** Opening Material provided block **
PR #1803, opened 2024-04-15
Add current page indicators to main menu and platform admin menu

andrewleith:
# Summary | Résumé
This PR adds current page indications using the `aria-current` attribute.  It updates the main menu for all users as well as the menu on the platform admin page.

- Inspect the source of the main menu on the site and ensure `aria-current="page"` is set on the active menu item
- Inspect the source of the platform admin menu and ensure `aria-current="page"` is set on the active menu item

### DIFF
--- a/app/templates/components/nav_menu_item.html
+++ b/app/templates/components/nav_menu_item.html
@@ -14,6 +14,7 @@
           href="{{ url }}"
           class="text-smaller text-blue bg-gray py-5 font-bold no-underline self-center hover:underline line-under border-b-4 border-transparent visited:text-blue link:text-blue focus:border-b-4 focus:bg-yellow focus:border-blue focus:outline-none {{ css_classes }}"
           {% if is_external_link %}target="_blank"{% endif %}
+          {% if css_classes and "header--active" in css_classes %}aria-current="page"{% endif %}
         >{{ localised_txt }}
           {% if is_external_link %}<i aria-hidden="true" class="pl-2 fa-solid fa-arrow-up-right-from-square"></i>{% endif %}
         </a>
--- a/app/templates/views/platform-admin/_base_template.html
+++ b/app/templates/views/platform-admin/_base_template.html
@@ -26,8 +26,11 @@
             <a
               aria-label="{{ _(link_text) }}" 
               href="{{ url_for('main.'+view) }}"
-              class="no-underline text-blue visited:text-blue link:text-blue text-smaller">
+              class="no-underline text-blue visited:text-blue link:text-blue text-smaller"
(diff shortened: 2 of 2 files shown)


amazingphilippe (changes requested):
I wish we would rely on aria to apply style, rather than the opposite. It might be more repetitive, but I think we should:
- change the macros to take in a "current" parameter. 
- With CSS, apply "current" styles with `[aria-current="page"] {...}`

Also I think we should look at the `nav_menu_item_mobile` macro too: https://github.com/cds-snc/notification-admin/blob/main/app/templates/components/nav_menu_item_mobile.html

app/templates/partials/nav/gc_header_nav.html
```diff
@@ -72,51 +72,51 @@
...
+                {{ nav_menu_item(i.url, i.title, 'header--active' if i.active else '', is_external_link=i.target, is_active=i.active) }}
               {% endif %}
             {% endfor %}
           {% else %}
-            {{ nav_menu_item('/', _('Home'), 'pl-0 header--'+header_navigation.is_selected('home'), 'nav-head-home')}}
-            {{ nav_menu_item(gca_url_for('whynotify'), _('Why GC Notify'), 'header--'+header_navigation.is_selected('why-notify'), 'nav-head-why-notify') }}
-            {{ nav_menu_item(gca_url_for('features'), _('Features'), 'header--'+header_navigation.is_selected('features'), 'nav-head-features') }}
-            {{ nav_menu_item(documentation_url(), _('API documentation'), 'header--'+header_navigation.is_selected('documentation'), 'nav-head-doc', True) }}
-            {{ nav_menu_item(url_for('main.contact'),_('Contact us'),'header--'+header_navigation.is_selected('contact'), 'nav-head-contact') }}
+            {{ nav_menu_item('/', _('Home'), 'pl-0 header--'+header_navigation.is_selected('home'), 'nav-head-home', is_active=header_navigation.is_selected('home')) }}
```
amazingphilippe, line 79: Do we want to remove the `header--active` class if we don't need it anymore?

amazingphilippe (commented):
Very cool! I know you've probably had enough with this one, but do you think we should cleanup the header--active class we apply to the nav links?

whabanks (approved):
Code looks good, the `aria-current="page"` is present on desktop and mobile for the main nav and admin nav.

LGTM pending Phil's suggestion to remove the `header--active` classes.

app/templates/partials/nav/gc_header_nav.html
andrewleith: Refactored the macros a bit more to get rid of this!

amazingphilippe (approved):
LGTM 🎉

PR #1804, opened 2024-04-15
Tweak 2fa form def in forms.py. Fix tests

amazingphilippe:
# Summary | Résumé

https://github.com/cds-snc/notification-planning/issues/1457

This fixes the issue and updates the 2fa field to a more modern pattern:

- type is text
- inputmode is numeric
- autocomplete is one-time-code
- pattern stays [0-9]*

I focused my changes in forms.py. I think its cleaner than in the (sms and email) templates since all 2fa inputs should behave the same. 

Edited the tests. 

1. Sign in
2. Inspect 2fa code input. It should have all the props listed above.

### DIFF
--- a/app/main/forms.py
+++ b/app/main/forms.py
@@ -183,7 +183,7 @@ class TwoFactorCode(StringField):
     ]
 
     def __call__(self, **kwargs):
-        return super().__call__(type="tel", pattern="[0-9]*", **kwargs)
** Closing Material provided block **
• **The problem**: Copy every line above that includes the string "approved".

• **Answer to the problem**:
whabanks (approved):
amazingphilippe (approved):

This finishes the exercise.